This invasive plant is swallowing the U.S. at the rate of 50,000 baseball fields per year

Choking ecosystems, releasing carbon from the soil…

In the dictionary next to the definition of “invasive species”, they could show a photo of kudzu. Nothing seems to stop it: Above you can see it growing over trees in Atlanta, Georgia. Since it was first introduced to the U.S. at the Centennial Exposition in Philadelphia in 1876, it has been swallowing the country from an epicenter in the South-East at the rate of about 50,000 baseball fields per year, occupying an estimated 3,000,000 hectares today. Kudzu can grow up to 60 feet per season, or about one foot per day.

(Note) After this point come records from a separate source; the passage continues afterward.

PR #1286, opened 2024-01-05
OpenAI text-to-speech

stc1988:
Text-to-speech streaming API for the [OpenAI Create Speech](https://platform.openai.com/docs/api-reference/audio/createSpeech) like [elevenlabs-stream](https://github.com/Moddable-OpenSource/moddable/tree/public/examples/pins/audioout/elevenlabs-stream).

Demo
https://x.com/stc1988/status/1743308674406437345?s=20

### DIFF
--- a/examples/pins/audioout/openai-stream/main.js
+++ b/examples/pins/audioout/openai-stream/main.js
@@ -1,0 +1,41 @@
+/*
+ * Copyright (c) 2024  Moddable Tech, Inc.
+ *
+ *   This file is part of the Moddable SDK.
+ * 
+ *   This work is licensed under the
+ *       Creative Commons Attribution 4.0 International License.
+ *   To view a copy of this license, visit
+ *       <http://creativecommons.org/licenses/by/4.0>.
+ *   or send a letter to Creative Commons, PO Box 1866,
+ *   Mountain View, CA 94042, USA.
+ *
+ */
+
+import AudioOut from "pins/audioout"
+import OpenAIStreamer from "openaistreamer";
+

Kudzu is extremely bad for the ecosystems that it invades because it smothers other plants and trees under a blanket of leaves, hogging all the sunlight and keeping other species in its shade. It can also survive in low nitrogen areas and during droughts, allowing it to out-compete native species that don’t have those superpowers. The only other plants that can compete with kudzu are other invasive species, so that doesn’t really help…

Wikimedia/Public Domain

The great kudzu invasion all started out with a mistake: The Soil Erosion Service and Civilian Conservation Corp intentionally planted it to control soil erosion in the state of Pennsylvania. It was then used in the South East to to provide shade to homes, and as an ornamental species.

But as you can see in the map above, the result is more like a fast-growing cancer than anything else. How can you get rid of a plant that covers around a quarter of the country?

Wikimedia/CC BY-SA 3.0

As if that wasn’t bad enough, kudzu also screws with the soil’s ability to sequester carbon, thus contributes to climate change.

In a paper published in the journal New Phytologist, plant ecologist Nishanth Tharayil and graduate student Mioko Tamura, of Clemson University, show that kudzu invasion results in an increase of carbon released from the soil organic matter into the atmosphere. Tharayil and Tamura investigated the impact of a kudzu invasion in native pine forests. (source)

This is probably because kudzu’s organic matter degrades a lot more easily than what it replaces (like organic matter from trees).

Goat Busters website/Screen capture

The most Earth-friendly way to fight kudzu seems to be with goats, but it would take quite a lot of them to get through all the kudzu in the U.S… But if you need to deal with invasive species and don’t have goats, you can conveniently rent a herd, as we’ve written about before with Rent-a-Goat.